Your objective> Go through the data below and return each line where the string "install" occurs.

____ Input records

PR #6401, opened 2023-12-17
RFC: block in-tree builds and automatically ignore build dirs with `.gitignore`

LaserEyess:
This commit blocks in-tree builds by erroring out when `CMAKE_SOURCE_DIR` is equal to `CMAKE_BINARY_DIR` when transmission is built as the top-level project. Since in-tree builds are no longer allowed, it's possible to write a gitignore file into `CMAKE_BINARY_DIR` with the following contents:
```
# autogenerated by CMake, DO NOT EDIT
*
```
This ensures any and all build dirs specified with `-B` will be ignored by git. So if a developer is working with `build`, `build-release`, and `test-build-relwithdebinfo`, all of them will be implicitly ignored *regardless* of what they are called. CMake will handle it automatically. 

The top level `.gitignore` project is likewise updated to reflect that build artifacts are not going to be present in the source tree anymore, and that if they *are* present, it is an issue with CMake and/or transmission.


LaserEyess:
@Coeur I think you're the mac guy, so I'm curious about how xcode works. Does transmission actually need any of these lines?

```
/beta
Transmission.xcodeproj/*.xcworkspace
Transmission.xcodeproj/xcuserdata
/cli/transmissioncli
/daemon/transmission-daemon
/daemon/transmission-proxy
/daemon/transmission-remote
/gtk/defines.h
/gtk/transmission-gtk
/libtransmission/*.a
/libtransmission/version.h
/macosx/Info.plist
/macosx/**/*~.nib
node_modules/
/po/*.mo
/REVISION
/tests/**/*.out
/third-party/miniupnp/miniupnpcstrings.h
/third-party/suffixes_dafsa.h
/web/public_html/transmission-app.js.map
```

They look leftover from makefile days.

.gitignore
```diff
@@ -3,7 +3,6 @@
 .DS_Store
 
 /beta
-/build
```
Coeur, line 6: Our Readme documents:
```
cmake -B build -DCMAKE_BUILD_TYPE=RelWithDebInfo
```

So we should keep that `/build` folder ignored: there is no reason to version anything from it.

Coeur (changes requested):

.gitignore
LaserEyess: the `build` dir is ignored, see the second commit. It will write `build/.gitignore` with the contents being `*`

Coeur:
> @Coeur I think you're the mac guy, so I'm curious about how xcode works. Does transmission actually need any of these lines?
> 
> ```
> /beta
> Transmission.xcodeproj/*.xcworkspace
> Transmission.xcodeproj/xcuserdata
> /cli/transmissioncli
> /daemon/transmission-daemon
> /daemon/transmission-proxy
> /daemon/transmission-remote
> /gtk/defines.h
> /gtk/transmission-gtk
> /libtransmission/*.a
> /libtransmission/version.h
> /macosx/Info.plist
> /macosx/**/*~.nib
> node_modules/
> /po/*.mo
> /REVISION
> /tests/**/*.out
> /third-party/miniupnp/miniupnpcstrings.h
> /third-party/suffixes_dafsa.h
> /web/public_html/transmission-app.js.map
> ```
> 
> They look leftover from makefile days.

That's many questions (one for each line). What did you figure out so far?
Feel free to add comments for each line.

```
# Needed for those opening Transmission.xcodeproj with Xcode
Transmission.xcodeproj/xcuserdata
/libtransmission/version.h
```

```
# Needed for those building the project with cmake
/REVISION
```

LaserEyess:
> What did you figure out so far?

I probably should have been a lot clearer. Here's what I want to know
1. Does xcode do in-tree builds or does it have a separate build dir
2. If the latter, which of the macOS files are necessary to be ignored?

This is in the specific context of the second commit where I make CMake stop if `source_dir == build_dir`. I don't have xcode or any mac hardware to test. Here's what I know could safely be deleted for cmake if in-tree builds are disabled:

```
/cli/transmissioncli
/daemon/transmission-daemon
/daemon/transmission-proxy
/daemon/transmission-remote
/gtk/defines.h
/gtk/transmission-gtk
/libtransmission/*.a
/libtransmission/version.h
/tests/**/*.out
/po/*.mo
/third-party/miniupnp/miniupnpcstrings.h
/third-party/suffixes_dafsa.h
/web/public_html/transmission-app.js.map

# I think?
/REVISION
node_modules/
```
If Xcode doesn't do in-tree builds then all of this seems superfluous. I personally think .gitignore should only contain things that a reasonable setup should expect to see during the build/development process. You should never see build artifacts in your source tree, so these look wrong to me. 


This looks like mac stuff (obviously)
```
Transmission.xcodeproj/*.xcworkspace
Transmission.xcodeproj/xcuserdata
/macosx/Info.plist
/macosx/**/*~.nib
```
The first two look necessary, maybe, but are the last two just build artifacts?

LaserEyess:
I just updated the second commit to make it clearer what I'm doing, and just removing all of the lines (assuming XCode uses a separate build dir)

.gitignore
Coeur: I see. Although if one git pull to your commit, we'll be in an intermediate state: we got a `build` folder from a previous older build but we don't have that new .gitignore yet, so all our past build files appear in the git list.
It might be nicer to keep `/build` for a transitioning period.

LaserEyess: It checks every time cmake runs if that files exists, so technically it would be
```sh
git pull
cmake --build build
```
There is the small period between when you pull the cmake changes and reconfigure your build that `build` will show as a dirty, but then once cmake is run that will go away.

nevack:
You're right, Xcode builds out of tree by default.
But some of our custom Xcode build steps are not ideal and create files in tree.
At least Info.plist can be generated, AFAIK.

But lines about Transmission.xcodeproj/ must stay, as Xcode stores here user+project local info, like last opened files, etc.

LaserEyess:
Updated with @nevack's suggestions

.gitignore
```diff
@@ -2,30 +2,15 @@
...
-/gtk/transmission-gtk
-/libtransmission/*.a
-/libtransmission/version.h
+
+# files Xcode creates
 /macosx/Info.plist
-/macosx/**/*~.nib
-node_modules/
-/po/*.mo
-/REVISION
```
nevack, line 21: At least for pure Mac+Xcode build these are needed to be ignored:

```
Untracked files:
  (use "git add <file>..." to include in what will be committed)
	REVISION
	libtransmission/version.h
	third-party/suffixes_dafsa.h
```

I have just checked out your PR branch.

As I said before, some steps in Xcode build are generating files in tree.

Command line used:
```
xcodebuild -project Transmission.xcodeproj -scheme Transmission -configuration Debug -destination 'platform=macOS,arch=arm64' build
```

.gitignore
LaserEyess: It is almost always a misconfiguration to build your project in-tree. What you're describing is exactly why it's a bad idea, too. If you're working with multiple builds, you are constantly overwriting build artifacts in the tree and confusing yourself. Obviously, a developer would not do that and would use a separate build dir per configuration. 

For regular users and downstream packagers, I see no reason why they need this:
- A regular user could accidentally mix/match build types and get strange, and hard-to-debug errors
- A packager never needs to build in-tree, and in fact I see no package where this is done
- Transmission's own documentation says to use `-B build`. (And if there are places it doesn't, I'll update that as part of this PR)


Furthermore, your second usecase:
>I have multiple build dirs with cmake, like one for Release (build-Rel), one for Debug (just build), and one for Xcode generator (-G Xcode) tests (build-Xcode).
> I would really be nice to have /build* ignore.

Is handled by this PR, look at these lines: https://github.com/transmission/transmission/blob/ff115173e23869a679ce67a45a46ffb990e71fbe/CMakeLists.txt#L29-L33

**Any** and **all** `CMAKE_BINARY_DIR` (i.e. the dir set with `-B`) will have a `.gitignore` file placed into it, if it doesn't already exist. So in fact `build-XCode`, `build-Rel` and `build` will all be ignored implicitly. You never have to think about what your build dir is called.

nevack:
`npm install` and `npm run dev` in `web/` leads to:
```
	web/node_modules/
	web/public_html/transmission-app.js.map
```

.gitignore
LaserEyess: Thanks for this feedback, this is exactly what I was looking for. I'll add these back.

LaserEyess:
> npm install and npm run dev in web/ leads to:

Not related to this PR I guess, but why is that not handled by CMake?

CMakeLists.txt
```diff
@@ -20,6 +20,19 @@ endif()
...
 project(transmission)
 
+# Emulates PROJECT_IS_TOPLEVEL (CMake 3.21)
+if ("${PROJECT_SOURCE_DIR}" STREQUAL "${CMAKE_SOURCE_DIR}")
+    if (("${CMAKE_SOURCE_DIR}" STREQUAL "${CMAKE_BINARY_DIR}"))
+        message(FATAL_ERROR "In-tree builds are unsupported!")
+    endif()
+
+    # Write a .gitignore file in the binary dir to better manage VCS
+    if (NOT EXISTS "${CMAKE_BINARY_DIR}/.gitignore")
```
nevack, line 30: Do we need to do this unconditionally?
Like, we have tarball buils, with no VCS present

LaserEyess:
Fixed up .gitignore with all of the files NPM and XCode make.

nevack:
I see what you do here, and I like idea of build isolation.
I have misunderstood your intention initially.
Would you please update title to reflect real purpose of this? :)

CMakeLists.txt
LaserEyess: I don't think cmake has a way to tell when it's under VCS or not. The creation of this file is pretty low overhead, I can't imagine it being an issue.

LaserEyess:
I might separate out the first commit since that solves an immediate issue for me, I want to ignore presets

nevack:
Out of scope for this PR, but I would give another try to make pure Xcode build more isolated too.

LaserEyess:
Dropped the second commit, and I think I've incorporated all of the relevant changes. I think this warrants a docs update as well so I'll look through those.

.gitignore
```diff
@@ -1,31 +1,23 @@
...
-/tests/**/*.out
-/third-party/miniupnp/miniupnpcstrings.h
-/third-party/suffixes_dafsa.h
-/web/public_html/transmission-app.js.map
+REVISION
```
Coeur, line 14: this one is created by cmake, not Xcode

.gitignore
```diff
@@ -1,31 +1,23 @@
+# IDE directories
 .idea
 .vscode
+
+# macOS hidden files
 .DS_Store
 
-/beta
-/build
+# XCode project files
```
Coeur, line 8: XCode -> Xcode

.gitignore
LaserEyess: I thought so too, but @nevack said xcode made it on his system?

ckerr:
I don't have strong opinions on this change, but does it solve a problem that needs to be solved? I don't remember anyone ever complaining about in-tree builds in Transmission :thinking:

LaserEyess:
@ckerr I agree this isn't necessarily high priority, but I think it adds a useful feature for developers. I got inspiration from what [meson does](https://mesonbuild.com/FAQ.html#how-do-i-ignore-the-build-directory-in-my-vcs).

I'll summarize some arguments I made before
 - *All* build directories, regardless of their names, are automatically ignored by git. Developers can have multiple build dirs for multiple builds and this will never be an issues
 - In-tree builds are confusing for users, and not generally helpful or needed. Building software is not always easy, and honest mistakes could lead to mixing/matching build artifacts and create hard to debug errors.
 - `.gitignore` is easier to manage now, you don't need to update it on a new artifact being generated. 

Personal opinion: there is never a reason to do in tree builds, they're always more complicated and make things confusing. Transmission's docs also explicitly say to use e.g. `-B build`, so this is not a change in behavior, just an enforcement of this behavior.

ckerr:
Is anyone opposed to this?

I still don't really mind either way, but I do like the .gitignore cleanup

Coeur:
I see those various downsides:
1. Looking at the main folder .gitignore, you can't tell anymore which folders are actually ignored (you'd need to explore each folder one by one and look at the various .gitignore files)
2. I mentioned it earlier, but the transition to remove "build" from .gitignore isn't friendly with those already using it: should be done separately.
3. If one "coincidentally" build the project for a folder which isn't "build", but a custom folder (let's say, you call it just "B"), and if that folder is later used by the project for a new usage, then you'll have that "B" folder with a `*` gitignore despite being part of the project. In that sense, I prefer that everyone work with the same build folder instead of a name of their own. And that is a second argument for keeping "build" in the .gitignore.
4. Documentation and support: if we don't enforce "build" to be the name to choose, then we'll have to explain or ask regarding all the ways one have may built their project. It won't be `rm -rf build` anymore, but "something dependent on your past build choices, and we can't figure them out unless you list or delete all folders of the project".

Coeur:
And REVISION shouldn't be removed from .gitignore, as written previously.

ckerr:
@LaserEyess I think I'm going to decline this one, but your other PRs in the past have been great and I hope you submit more of them :smile_cat:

________

Response area>
`npm install` and `npm run dev` in `web/` leads to:
> npm install and npm run dev in web/ leads to:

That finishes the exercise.